(a) ALJ review. To be entitled to a hearing before an ALJ, an enrollee must meet the amount in controversy requirements of this section.
(1) For ALJ hearing requests, the required amount remaining in controversy must be $100, increased by the percentage increase in the medical care component of the Consumer Price Index for All Urban Consumers (U.S. city average) as measured from July 2003 to the July preceding the current year involved.
(2) If the figure in paragraph (a)(1) of this section is not a multiple of $10, it is rounded to the nearest multiple of $10. The Secretary will publish changes to the amount in controversy requirement in the Federal Register when necessary.
(b) Judicial review. To be entitled to judicial review, the enrollee must meet the amount in controversy requirements of this subpart at the time it requests judicial review. For review requests, the required amount remaining in controversy must be $1,000 or more, adjusted as specified in paragraphs (a)(1) and (2) of this section.

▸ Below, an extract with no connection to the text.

PR #163, opened 2021-06-25
initial SchemaBuilder support

radai-rosenblatt:


FelixGV (commented):
I don't get it... what's the point of the `SchemaBuilder` interface if its only function is `build()`? Are you planning to add more functions later?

(c) Calculating the amount remaining in controversy.
(1) The amount remaining in controversy is computed as the projected value described in paragraph (c)(2) or (3) of this section, reduced by any cost sharing amounts, including deductible, coinsurance, or copayment amounts that may be collected from the enrollee for the Part D drug(s).

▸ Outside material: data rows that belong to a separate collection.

PR #171, opened 2021-07-18
start work on parser module - implement a location-preserving json parser

radai-rosenblatt:
this is a building block on the way to implementing our own parser for avsc files.
having a json parser that can trace elements back to their line/column/character is key for better error messages to users.
json-p was chosen as jackson is "tainted" because avro uses different (incompatible) versions of it and we want to coexist with avro (and we dont want to shade).

### DIFF
--- a/helper/tests/helper-tests-16/src/test/java/com/linkedin/avroutil1/compatibility/avro16/AvroCompatibilityHelperAvro16Test.java
+++ b/helper/tests/helper-tests-16/src/test/java/com/linkedin/avroutil1/compatibility/avro16/AvroCompatibilityHelperAvro16Test.java
@@ -7,7 +7,7 @@
 package com.linkedin.avroutil1.compatibility.avro16;
 
 import com.linkedin.avroutil1.Pojo;
-import com.linkedin.avroutil1.TestUtil;
+import com.linkedin.avroutil1.testcommon.TestUtil;
 import com.linkedin.avroutil1.compatibility.AvroCompatibilityHelper;
 import com.linkedin.avroutil1.compatibility.AvroVersion;
 import java.io.IOException;
--- a/parser/src/main/java/com/linkedin/avroutil1/parser/jsonpext/JsonReaderExt.java
+++ b/parser/src/main/java/com/linkedin/avroutil1/parser/jsonpext/JsonReaderExt.java
@@ -1,0 +1,24 @@
+/*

(2) If the basis for the appeal is the refusal by the Part D plan sponsor to provide drug benefits, the projected value of those benefits is used to compute the amount remaining in controversy. The projected value of a Part D drug or drugs must include any costs the enrollee could incur based on the number of refills prescribed for the drug(s) in dispute during the plan year.
(3) If the basis for the appeal is an at-risk determination made under a drug management program in accordance with § 423.153(f), the projected value of the drugs subject to the drug management program is used to compute the amount remaining in controversy. The projected value of the drugs subject to the drug management program shall include the value of any refills prescribed for the drug(s) in dispute during the plan year.

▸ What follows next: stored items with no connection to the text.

PR #182, opened 2021-08-23
Fix the handling of null default values.

srramach:
A null argument for the default value param in `createSchemaField` could
mean one of two things:
(1) The default value was not specified, or
(2) The default value was specified to be null.

To avoid bloating the helper API, we disambiguate between the two cases
based on whether the field schema allows null as a default value.

Prior to this PR, the helper's behaviour was inconsistent. In Avro 1.8
and earlier, we always converted a null argument into a NullNode object.
In Avro 1.9 and later, null was never conveted. This PR brings makes
them behave consistently.

### DIFF
--- a/helper/helper-common/src/main/java/com/linkedin/avroutil1/compatibility/FieldBuilder.java
+++ b/helper/helper-common/src/main/java/com/linkedin/avroutil1/compatibility/FieldBuilder.java
@@ -21,7 +21,7 @@ public interface FieldBuilder {
 
   FieldBuilder setDoc(String doc);
 
-  FieldBuilder setDefault(Object defaultValue, Schema schema);
+  FieldBuilder setDefault(Object defaultValue);
 
   FieldBuilder setOrder(Order order);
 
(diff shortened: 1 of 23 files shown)


helper/helper-common/src/main/java/com/linkedin/avroutil1/compatibility/FieldBuilder.java
```diff
@@ -21,7 +21,7 @@
 
   FieldBuilder setDoc(String doc);
 
-  FieldBuilder setDefault(Object defaultValue);
+  FieldBuilder setDefault(Object defaultValue, Schema schema);
```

(d) Aggregating appeals to meet the amount in controversy—(1) Enrollee. Two or more appeals may be aggregated by an enrollee to meet the amount in controversy for an ALJ hearing if—
(i) The appeals have previously been reconsidered by an IRE;
(ii) The enrollee requests aggregation at the same time the requests for hearing are filed, and the request for aggregation and requests for hearing are filed within 60 calendar days after receipt of the notice of reconsideration for each of the reconsiderations being appealed, unless the deadline to file one or more of the requests for hearing has been extended in accordance with § 423.2014(d); and
(iii) The appeals the enrollee seeks to aggregate involve the delivery of prescription drugs to a single enrollee, as determined by an ALJ or attorney adjudicator. Only an ALJ may determine the appeals the enrollee seeks to aggregate do not involve the delivery of prescription drugs to a single enrollee.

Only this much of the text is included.